# September Photo Challenge (Luminance)



## TwistMyArm (Sep 1, 2004)

Hey folks, the September Photo Challenge is going to be "luminance". Can't wait to see everyone's take on this. Good luck to all! 

As always the winner of this month's challenge will get User Gallery web space courtesy of Chase. 

The deadline for submissions is September 30th. 
You can email your photo to photochallenge@thephotoforum.com. 
We ask each member to keep their photo anonymous (no distinguishing watermarks, and no photos that have been posted previously on the forum), to include their forum username when submitting, and to submit no more then one photo. 
Please ensure that the submitted photo is in the form of a jpeg image and no larger than 70k. Images that are way over size will not be accepted. Please keep in mind that in order to keep things organized we may choose to include only the 20 best photos submitted. We would love to be able to include all submitted photos, but it's not always possible. 

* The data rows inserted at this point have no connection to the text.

PR #3437, opened 2017-11-03
new format for "package name already defined" error (+tests)

AurelienRichez:
PR from Scala.io 2017 FLOSS spree in Lyon.

For #1589 :

This PR creates a new format of error messages for `Typer.scala:1519`. The new `Message` class is `PackageNameAlreadyDefined`.

### DIFF
--- a/compiler/src/dotty/tools/dotc/reporting/diagnostic/messages.scala
+++ b/compiler/src/dotty/tools/dotc/reporting/diagnostic/messages.scala
@@ -1922,4 +1922,12 @@ object messages {
     val msg = hl"Traits cannot redefine final $method from ${"class AnyRef"}."
     val explanation = ""
   }
+
+  case class PackageNameAlreadyDefined(pkg: Symbol)(implicit ctx: Context) extends Message(PackageNameAlreadyDefinedID) {
+
+    override def msg: String = hl"${pkg} is already defined, cannot be a package"
+    override def kind: String = "Syntax"
+    override def explanation: String =
+      "An object cannot have the same name as an existing package. Rename ${pkg} or the package with the same name."
+  }
 }
--- a/compiler/src/dotty/tools/dotc/reporting/diagnostic/messages.scala
+++ b/compiler/src/dotty/tools/dotc/reporting/diagnostic/messages.scala
@@ -1924,9 +1924,8 @@ object messages {
   }
 
   case class PackageNameAlreadyDefined(pkg: Symbol)(implicit ctx: Context) extends Message(PackageNameAlreadyDefinedID) {
-
     val msg = hl"${pkg} is already defined, cannot be a ${"package"}"
-    val kind = "Syntax"
+    val kind = "Naming"
     val explanation =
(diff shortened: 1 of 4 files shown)


allanrenucci:
@smarter scalac does not emit an error here. Is the difference intended?

compiler/test/dotty/tools/dotc/reporting/ErrorMessagesTests.scala
```diff
@@ -1151,4 +1151,18 @@ class ErrorMessagesTests extends ErrorMessagesTest {
...
+      """
+        |package bar { }
+        |object bar { }
+        |
+      """.stripMargin
+    }.expect { (ictx, messages) =>
+      implicit val ctx: Context = ictx
+
+      assertMessageCount(1, messages)
+      assert(messages.head.isInstanceOf[PackageNameAlreadyDefined])
```
allanrenucci: Prefer:
```scala
val PackageNameAlreadyDefined(pkg) = messages.head
assertEquals(pkg.show, "object bar")
```

compiler/src/dotty/tools/dotc/reporting/diagnostic/messages.scala
```diff
@@ -1888,4 +1888,12 @@ object messages {
     }
     val explanation = "A statement is either an import, a definition or an expression."
   }
+
+  case class PackageNameAlreadyDefined(pkg: Symbol)(implicit ctx: Context) extends Message(PackageNameAlreadyDefinedID) {
+
+    override def msg: String = hl"${pkg} is already defined, cannot be a package"
+    override def kind: String = "Syntax"
+    override def explanation: String =
```
allanrenucci: The `override` keyword as well as the type ascription are a bit verbose. I would remove them

compiler/src/dotty/tools/dotc/reporting/diagnostic/messages.scala
```diff
@@ -1888,4 +1888,12 @@ object messages {
...
+      "An object cannot have the same name as an existing package. Rename ${pkg} or the package with the same name."
```
allanrenucci: You can use `hl` interpolator for syntax highlighting:
```scala
hl"An ${"object"} cannot have the same name as an existing ${"package"}. Rename either one of them."
```

compiler/src/dotty/tools/dotc/reporting/diagnostic/messages.scala
```diff
@@ -1888,4 +1888,12 @@ object messages {
     }
     val explanation = "A statement is either an import, a definition or an expression."
   }
+
+  case class PackageNameAlreadyDefined(pkg: Symbol)(implicit ctx: Context) extends Message(PackageNameAlreadyDefinedID) {
+
+    override def msg: String = hl"${pkg} is already defined, cannot be a package"
```
allanrenucci: You can syntax highlight `package` in this sentence:
```scala
hl"${pkg} is already defined, cannot be a ${"package"}"
```

AurelienRichez:
Thanks for your review ! I rebased my branch and applied the modifications.

PR #3438, opened 2017-11-04
Fix #1519: Port compiler Plugin from scalac

### LINKED ISSUE #1519: Decide upon Compiler Plugin architecture

liufengyun:
Fix #1519:  This PR ports compiler plugin from Scalac and adds the test infrastructure.

Scalac also supports Typer plugins, which is contentious, so it's not addressed in this PR. Current  design allows easy extension to support Typer plugins if we want to do that later.

Changes from Scalac plugin:

- Removed the concept `PIuginComponent`
- Research plugin: research plugins decides where to inject their own phases

TODOs:

- [x] basic plugin works
- [x] test infrastructure
- [x] ordering constraints of plugins
- [x] unit test ordering algorithm
- [x] SBT plugin test


tests/plugins/neg/divideZero/plugin_1.scala
```diff
@@ -0,0 +1,37 @@
...
+  override def init(phases: List[List[Phase]])(implicit ctx: Context): List[List[Phase]] = {
+    val (before, after) = phases.span(ps => !ps.exists(_.phaseName == "pickler"))
+    before ++ (List(this) :: after)
+  }
+
+  private def isNumericDivide(sym: Symbol)(implicit ctx: Context): Boolean = {
+    def test(tpe: String): Boolean =
+      (sym.owner eq ctx.requiredClass(tpe.toTermName)) && sym.name.show == "/"
+
+    test("scala.Int") || test("scala.Long") || test("scala.Short") || test("scala.FLoat") || test("scala.Double")
```
smarter: typo: FLoat -> Float

tests/plugins/neg/divideZero/plugin_1.scala
```diff
@@ -0,0 +1,37 @@
...
+  val phaseName = name
+
+  override def init(phases: List[List[Phase]])(implicit ctx: Context): List[List[Phase]] = {
+    val (before, after) = phases.span(ps => !ps.exists(_.phaseName == "pickler"))
+    before ++ (List(this) :: after)
+  }
+
+  private def isNumericDivide(sym: Symbol)(implicit ctx: Context): Boolean = {
+    def test(tpe: String): Boolean =
+      (sym.owner eq ctx.requiredClass(tpe.toTermName)) && sym.name.show == "/"
```
smarter: You should be able to do `sym.name == nme.DIV`

tests/plugins/neg/divideZero/scalac-plugin.xml
```diff
@@ -0,0 +1,4 @@
+<plugin>
```
smarter: We should check that sbt's support for compiler plugin still works and adapt it in sbt-dotty if it doesn't: http://www.scala-sbt.org/1.x/docs/Compiler-Plugins.html We can do that by adding scripted tests in https://github.com/lampepfl/dotty/tree/master/sbt-dotty/sbt-test/sbt-dotty

tests/plugins/neg/divideZero/plugin_1.scala
```diff
@@ -0,0 +1,37 @@
...
+import Constants.Constant
+
+class DivideZero extends MiniPhase with Plugin {
+  val name: String = "divideZero"
+  override val description: String = "divide zero check"
+
+  val phaseName = name
+
+  override def init(phases: List[List[Phase]])(implicit ctx: Context): List[List[Phase]] = {
+    val (before, after) = phases.span(ps => !ps.exists(_.phaseName == "pickler"))
```
smarter: It would be better to not rely on strings to identify phase names and use class types instead, similar to what we do with `Phase.replace` in https://github.com/lampepfl/dotty/blob/master/compiler/src/dotty/tools/repl/ReplCompiler.scala#L40

sjrd:
The interface with `init` is both too powerful and not enough:
```scala
  override def init(phases: List[List[Phase]])(implicit ctx: Context): List[List[Phase]] = {
    val (before, after) = phases.span(ps => !ps.exists(_.phaseName == "pickler"))
    before ++ (List(this) :: after)
  }
```
First, it is too powerful, because it allows to reorder core phases, or phases of other plugins.

Also, it allows to insert micro-phases in existing macro-phases, which is extremely sensitive. I do not believe anyone outside of the core compiler team can write a correct micro-phase that would interact badly with the rest of its macro phase. IMO compiler plugins should only be able to insert macro phases (themselves possibly consisting of multiple micro-phases, all provided by the same plugin).

Then, it is not powerful enough, because it does not allow to correctly express dependencies between compiler plugins. With the scalac compiler plugin interface, I can write a compiler plugin B that knows about another compiler plugin A, and correctly declares its dependencies wrt. that one. With this interface, this is not possible. Let me illustrate this with a very concrete (and existing!) example:

The [Scala.js JUnit compiler plugin](https://github.com/scala-js/scala-js/tree/v1.0.0-M1/junit-plugin/src/main) has a phase `junit-inject` which needs to run between `mixin` and `jscode` (the latter being the code generation phase of the Scala.js compiler plugin. In scalac, this is easy to specify declaratively in `ScalaJSJUnitPlugin`. The core `ScalaJSPlugin` doesn't need to know about the JUnit compiler plugin. With the proposed interface for dotty, this dependency cannot be enforced without the core Scala.js plugin know about the JUnit compiler plugin. Indeed, even if the JUnit compiler plugin carefully manipulates the `phases` to insert itself between `mixin` (or whatever other phase is accurate for dotty in this case) and `jscode`, this only works if the `init` method of the JUnit plugin is called *after* that of the core plugin. Indeed, in the other direction, the JUnit plugin can only insert itself between `mixin` and `delambdafy` (continuing my earlier scalac-based example). Then when the core plugin's `init` method kicks in, since it does not know about `junit-inject`, it will insert itself either before `junit-inject` or after it. In the former case, things get broken.

This means that obtaining correct inter-plugin dependencies depends on the *order in which the `init` methods are called*. This is **really bad**, as this order is likely to indirectly derive from ivy resolution order.

For these reasons, I disapprove of this new interface. I strongly suggest an interface that is closer to scalac, specifying a list of `afterPhases` and a list of `beforePhases` (probably dropping `rightAfterPhase` because that one does not compose). And I would only allow plugins to insert macro phases. The design could provide for a possible future extension point that would allow expert compiler plugin authors to inject micro phases.

tests/plugins/neg/divideZero/plugin_1.scala
sjrd: Strings compose with phases coming from other compiler plugins. Class types do not.

liufengyun:
@sjrd Thanks a lot for sharing your experience, it's a valuable feedback 👍 

We are in agreement that the new design is more powerful. As compiler plugins are for very advanced users & researchers, we may assume they use the power wisely. I hope you can also agree that the protocol/API is simpler, and the implementation is easy. In general, the usability for plugin writers is better.

For the particular problem you raised, is it possible for the `junit-inject` plugin to act as a facade and also add `ScalaJS` phases to the phase plan in the `init` of `junit-inject`? 

The problem is in general about composability of plugins, which we know is very tricky: _compiler plugins just don't compose easily_. The Scalac approach solves some of the problems by allowing plugins to specify _ordering constraints_.

But the solution in Scalac is still unsatisfactory. _How can a plugin knows in advance its relative order to all other plugins_, given that 

- it's impractical for a plugin developer to test the ordering wrt. all existing plugins
- new plugins continue to appear
- logically, if `PlugA < PlugB`, should the ordering constraint be in PlugA or PlugB, or both?

The new approach instead shifts all the responsibility to programmers. This seems to be a more coherent approach to me. In practice, a few plugins will be regularly used together to solve a particular problem. Due to the frequency of the combined usage, frictions among the plugins will be detected and reduced, compatibility will improve and the relative ordering will be known. Then, it's  simple to just create an orchestrate/facade plugin to compose the phase plan _if the ordering is sensitive_.

In the new approach, creating a facade compiler plugin is easy, just a few lines of code will do. As compiler plugins usually work with sbt,  the compiler plugin facade can be authored in SBT(`Build.scala`) to orchestrate the phase plan, or come from some pre-defined SBT plugin. We do need to investigate to see if this approach works well with SBT and user experience is not impacted.

From the viewpoint of design, if practical composability problems can solved with the compiler taking ZERO responsibility, then it doesn't make sense for the compiler to take just PARTIAL responsibility.  I assume It's always better for the boundary of responsibilities to be clear.

tests/plugins/neg/divideZero/plugin_1.scala
odersky: @sjrd Good point. But can't we use `Class.forName` in that case?

sjrd: If all compiler plugins are loaded in the same `ClassLoader`, then yes. But is that the case and is it desirable?

compiler/test/dotty/tools/dotc/plugins/PluginsTest.scala
```diff
@@ -87,7 +89,7 @@ class PluginsTest {
   def orderingTwoPlugins1 = {
     object M1 extends TestPhase {
       override val runsAfter = Set(classOf[P3d])
-      override val runsBefore = Set(M2.getClass, classOf[P7], classOf[P8])
```
smarter: Opened https://github.com/lampepfl/dotty/issues/3495 to keep track of this.

smarter:
Something to keep in mind: the dynamic classloading of compiler plugins seems to have a significant performance cost, which could perhaps be avoided by better caching of classloaders, see https://github.com/scala/scala-dev/issues/458

OlivierBlanvillain:
@liufengyun what's is the status of this PR? If it needs a review please assign it to a reviewer :)

liufengyun:
@OlivierBlanvillain This is up for review. I think @sjrd has the best experience on plugins, but it's good to get more reviews.

smarter:
> @nicolasstucki nicolasstucki assigned smarter and unassigned nicolasstucki 7 days ago

Unfortunately I won't have time to review this myself in the near future.

compiler/src/dotty/tools/dotc/plugins/Plugins.scala
```diff
@@ -0,0 +1,268 @@
...
+      orderRequirements.update(phase.getClass, (runsAfter, runsBefore))
+    }
+
+    // propagate ordering constraint : reflexivity
+    pluginPhases.foreach { phase =>
+
+      var (runsAfter, runsBefore) = orderRequirements(phase.getClass)
+
+      // propagate transitive constraints to related phases
+      runsAfter.filter(!isPrimitive(_)).foreach { phaseClass =>
```
sjrd: why do you exclude primitive phases here?

compiler/src/dotty/tools/dotc/plugins/Plugin.scala
```diff
@@ -0,0 +1,176 @@
...
+import dotty.tools.io._
+import transform.MegaPhase.MiniPhase
+
+import java.io.InputStream
+
+import scala.collection.mutable
+import scala.util.{ Try, Success, Failure }
+
+trait PluginPhase extends MiniPhase {
+  def runsBefore: Set[Class[_ <: Phase]] = Set.empty
```
sjrd: For inter-plugin dependencies, it will be impossible for a plugin A to get hold of the `Class[_]` value for a plugin B coming from a different jar (hence in a different `ClassLoader`, so not even reflectively available).

We need to use *names* here (also for `runsAfter`). Names are usually not as good as token identities, but here they offer an essential part of the expressiveness.

sbt-dotty/sbt-test/sbt-dotty/compiler-plugin/plugin/DivideZero.scala
```diff
@@ -0,0 +1,40 @@
...
+  override val runsAfter = Set(classOf[Pickler])
+  override val runsBefore = Set(classOf[LinkAll])
+
+  override def init(options: List[String]): List[PluginPhase] = this :: Nil
+
+  private def isNumericDivide(sym: Symbol)(implicit ctx: Context): Boolean = {
+    def test(tpe: String): Boolean =
+      (sym.owner eq ctx.requiredClass(tpe.toTermName)) && sym.name.show == "/"
+
+    test("scala.Int") || test("scala.Long") || test("scala.Short") || test("scala.FLoat") || test("scala.Double")
```
sjrd: Typo: `FLoat` -> `Float`

sbt-dotty/sbt-test/sbt-dotty/compiler-plugin/project/build.properties
```diff
@@ -0,0 +1 @@
+sbt.version=0.13.15
```
sjrd: 0.13.17?

tests/plugins/neg/divideZero-research/plugin_1.scala
```diff
@@ -0,0 +1,39 @@
...
+  override def init(options: List[String], phases: List[List[Phase]])(implicit ctx: Context): List[List[Phase]] = {
+    val (before, after) = phases.span(ps => !ps.exists(_.phaseName == "pickler"))
+    before ++ (List(this) :: after)
+  }
+
+  private def isNumericDivide(sym: Symbol)(implicit ctx: Context): Boolean = {
+    def test(tpe: String): Boolean =
+      (sym.owner eq ctx.requiredClass(tpe.toTermName)) && sym.name.show == "/"
+
+    test("scala.Int") || test("scala.Long") || test("scala.Short") || test("scala.FLoat") || test("scala.Double")
```
sjrd: Same typo on `FLoat`

tests/plugins/pos/divideZero/plugin_1.scala
```diff
@@ -0,0 +1,39 @@
...
+  override def init(options: List[String], phases: List[List[Phase]])(implicit ctx: Context): List[List[Phase]] = {
+    val (before, after) = phases.span(ps => !ps.exists(_.phaseName == "pickler"))
+    before ++ (List(this) :: after)
+  }
+
+  private def isNumericDivide(sym: Symbol)(implicit ctx: Context): Boolean = {
+    def test(tpe: String): Boolean =
+      (sym.owner eq ctx.requiredClass(tpe.toTermName)) && sym.name.show == "/"
+
+    test("scala.Int") || test("scala.Long") || test("scala.Short") || test("scala.FLoat") || test("scala.Double")
```
sjrd: And again the same typo.

liufengyun:
Thanks a lot for the review @sjrd , I'll address them this weekend.

compiler/src/dotty/tools/dotc/plugins/Plugin.scala
```diff
@@ -0,0 +1,176 @@
...
+
+  /** Use a class loader to load the plugin class.
+   */
+  def load(classname: String, loader: ClassLoader): Try[AnyClass] = {
+    import scala.util.control.NonFatal
+    try {
+      Success[AnyClass](loader loadClass classname)
+    } catch {
+      case NonFatal(e) =>
+        Failure(new PluginLoadException(classname, s"Error: unable to load class: $classname"))
```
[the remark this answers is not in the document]
som-snytt: Oddly, I recall inheriting that when I touched the code. Generally `e.getMessage == classname` for `ClassNotFoundException`, but this code could be more nuanced in avoiding repeating the name, especially for other throwables or if there's a cause. I must have added the next line in this vein. You're more likely to hit `NoClassDef` with multiple class loaders?

compiler/src/dotty/tools/dotc/plugins/Plugin.scala
```diff
@@ -0,0 +1,176 @@
...
+    def read(is: InputStream) =
+      if (is == null) throw new PluginLoadException(jarp.path, s"Missing $PluginXML in $jarp")
+      else PluginDescription.fromXML(is)
+
+    val xmlEntry = new java.util.jar.JarEntry(PluginXML)
+    Try(read(new Jar(jarp.jpath.toFile).getEntryStream(xmlEntry)))
+  }
+
+  private def loadDescriptionFromFile(f: Path): Try[PluginDescription] =
+    Try(PluginDescription.fromXML(new java.io.FileInputStream(f.jpath.toFile)))
```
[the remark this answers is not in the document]
som-snytt: It's not API, but it would be more consistent. Both methods could be local.

compiler/src/dotty/tools/dotc/plugins/Plugin.scala
```diff
@@ -0,0 +1,176 @@
...
+          if (p.isDirectory) loadDescriptionFromFile(p.toDirectory / PluginXML) orElse loop(rest)
+          else if (p.isFile) loadDescriptionFromJar(p.toFile) orElse loop(rest)
+          else loop(rest)
+      }
+      loop(ps)
+    }
+    val fromPaths: PDResults = paths map (p => (p, findDescriptor(p))) map {
+      case (p, Success(pd)) => Success((pd, loaderFor(p)))
+      case (_, Failure(e))  => Failure(e)
+    }
```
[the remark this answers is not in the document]
som-snytt: Kind of puts the fusing in confusing. Maybe use placeholder notation for the `pd`.

compiler/src/dotty/tools/dotc/plugins/Plugin.scala
```diff
@@ -0,0 +1,176 @@
...
+}
+
+/** ...
+ *
+ *  @author Lex Spoon
+ *  @version 1.0, 2007-5-21
+ */
+object Plugin {
+
+  private val PluginXML = "scalac-plugin.xml"
```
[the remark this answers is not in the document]
som-snytt: IIRC, the "name" in that xml is unused. Maybe it's possible to ditch the xml. See Adriaan's work to avoid dependency on scala-xml at some point. It could be a properties file, or just a file containing a class name, radical simplicity. More like java's service loader. Seems a shame to drag xml config into scala 3.

compiler/src/dotty/tools/dotc/plugins/Plugin.scala
```diff
@@ -0,0 +1,176 @@
...
+        // a nod to scala/bug#7494, take the plugin classes distinctly
+        Failure(new PluginLoadException(pd.name, s"Ignoring duplicate plugin ${pd.name} (${pd.classname})"))
+      case Success((pd, loader)) if ignoring contains pd.name =>
+        Failure(new PluginLoadException(pd.name, s"Disabling plugin ${pd.name}"))
+      case Success((pd, loader)) =>
+        seen += pd.classname
+        Plugin.load(pd.classname, loader)
+      case Failure(e)            =>
+        Failure(e)
+    }
```
som-snytt: `Try.flatMap`.

compiler/src/dotty/tools/dotc/plugins/Plugin.scala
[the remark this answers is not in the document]
liufengyun: Indeed, only the class name is actually used. Maybe we can assume a text file named `plugins` with each line corresponding to a class name.

compiler/src/dotty/tools/dotc/plugins/Plugins.scala
liufengyun: Upon reflection, I think we miss a test case, primitive phase should not be a special case.

compiler/src/dotty/tools/dotc/plugins/Plugin.scala
liufengyun: The original use of `map` is a good fit here. We are changing `Success` to `Failure` in the first two cases, `Try.flatMap` will not help here.

Blaisorblade: [Try.flatMap](https://www.scala-lang.org/api/current/scala/util/Try.html#flatMap[U](f:T=>scala.util.Try[U]):scala.util.Try[U]) allows changing `Success` to `Failure`:
```scala
(fromPaths ::: fromDirs) flatMap {
  case (pd, loader) if seen(pd.classname) => Failure(new PluginLoadException(pd.name, s"Ignoring duplicate plugin ${pd.name} (${pd.classname})"))
  case (pd, loader) if ignoring contains pd.name =>
    Failure(new PluginLoadException(pd.name, s"Disabling plugin ${pd.name}"))
  case (pd, loader) =>
    seen += pd.classname
    Plugin.load(pd.classname, loader)
}
```

liufengyun: Thanks @Blaisorblade , sure, that's the whole purpose of flatMap/bind, a temporary short-circuit in my brain ;-)

som-snytt: Now to backport to scala 2.

smarter:
Since this PR ports existing code, it would be good to add a note to https://github.com/lampepfl/dotty/blob/master/AUTHORS.md for proper attribution.

compiler/src/dotty/tools/dotc/plugins/Plugins.scala
liufengyun: @sjrd : thanks again for the review, I've addressed all raised issues. For this particular one, it turns out the code can be generalized to use the same logic for all already inserted phases. I've updated the code and added a detailed comment:

https://github.com/lampepfl/dotty/pull/3438/files#diff-3226d7606c232d5a280358cb50f2d961R149

som-snytt:
I would have smiley-faced sjrd's approval comment if github provided that function.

Good luck to everyone and have fun!


----------



## Corry (Sep 1, 2004)

Um...can we have some elaboration on this theme?


----------



## MDowdey (Sep 1, 2004)

core_17 said:
			
		

> Um...can we have some elaboration on this theme?


mirriam webster says:

Main Entry: lu·mi·nous 
Pronunciation: 'lü-m&amp;-n&amp;s
Function: adjective
Etymology: Middle English, from Latin luminosus, from lumin-, lumen
1 a : emitting or reflecting usually steady, suffused, or glowing light b : of or relating to light or to luminous flux
2 : bathed in or exposed to steady light &lt;luminous with sunlight>


this should be interesting

md


----------



## Chase (Sep 1, 2004)

As always, the theme is open to interpretation!


----------



## Corry (Sep 1, 2004)

Ok, that's pretty much what I thought.  Thanks!!!


----------



## dlifesjrny (Sep 2, 2004)

How many submissions can each user make?


----------



## Lula (Sep 2, 2004)

*TwistMyArm*


> We ask each member to keep their photo anonymous (no distinguishing watermarks, and no photos that have been posted previously on the forum), to include their forum username when submitting, and to submit no more then one photo.



 
Hope hat helped
You better read the entire post that TwistMyArm wrote!


----------



## dlifesjrny (Sep 2, 2004)

Thanks.  Sorry for the brand-newbieism.


----------



## Corry (Sep 3, 2004)

S'all good. We'll forgive you...this time!  Muwahahahaha!!!!  But now that you've used up your one slip up, you'd better watch your back!!!!


----------



## mentos_007 (Sep 5, 2004)

can I send the pic. that is very simmilar to the one I posted before but not exactly the same?


----------



## 2Stupid2Duck (Sep 13, 2004)

No. You're too damn good as it is. LOL (j/k)


----------



## maheanuu (Sep 16, 2004)

Being a newbie, not too sure how and where to post the photos..

Maruru Roa!

RTFM!!!!  No excuses, just let my fingers get ahead of my eyes...
emailed the photo to the address in the Challenge


----------



## Ariadne (Sep 19, 2004)

Hello everybody.  I'm brand new and this sounds like a great way to begin my participation in your  8)  forum.  So I've sent in my submission.  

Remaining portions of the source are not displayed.